[[ Exercise data open ]]
PR #554, opened 2019-12-17
Hypersurface developments

atrettin:
This fork contains my developments extending the hypersurface code. It introduces all the new options I talked about in the low energy call. The most substantial technical change is the move from curve_fit to scipy.minimize with an explicitly defined chi-square loss function. This introduces the ability to set priors on the coefficients. The covariance matrix returned by curve_fit is replaced by the inverse hessian returned by minimize.
Other changes are the option to set log-mode, bounds on parameters, options to fix the intercept to its initial value, and an option to ignore empty bins.


philippeller:
Changes look good to me, but did not do any testing, just superficial reading of code.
[[ Exercise data closed ]]
Exercise — Your answer must be the line with "Other changes are" and all lines after it through the final line of the entries, copied exactly and with nothing added.

Answer space —
Other changes are the option to set log-mode, bounds on parameters, options to fix the intercept to its initial value, and an option to ignore empty bins.


philippeller:
Changes look good to me, but did not do any testing, just superficial reading of code.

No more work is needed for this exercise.